== Task requirements ==
Once you have read the entries below, repeat all of them exactly.
Start of Source material
PR #41, opened 2017-05-24
Maximize popup window size for using screen estate

ssbarnea:
[JENKINS-44470](https://issues.jenkins-ci.org/browse/JENKINS-44470)

PR #107, opened 2020-09-16
Remove JS calculation of width, just use css.

VirtualTim:
Also set the width to (100%-10px), so this can make better use of the screen real-estate.
Should help address [JENKINS-44470](https://issues.jenkins-ci.org/browse/JENKINS-44470), but could have some more improvements. Similar idea to #41. 

**Screenshots**
<details><summary>Before</summary>

One

Two

</details>

<details><summary>After</summary>

One

Two

</details>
End of Source material
== Result ==
PR #41, opened 2017-05-24
Maximize popup window size for using screen estate

ssbarnea:
[JENKINS-44470](https://issues.jenkins-ci.org/browse/JENKINS-44470)

PR #107, opened 2020-09-16
Remove JS calculation of width, just use css.

VirtualTim:
Also set the width to (100%-10px), so this can make better use of the screen real-estate.
Should help address [JENKINS-44470](https://issues.jenkins-ci.org/browse/JENKINS-44470), but could have some more improvements. Similar idea to #41. 

**Screenshots**
<details><summary>Before</summary>

One

Two

</details>

<details><summary>After</summary>

One

Two

</details>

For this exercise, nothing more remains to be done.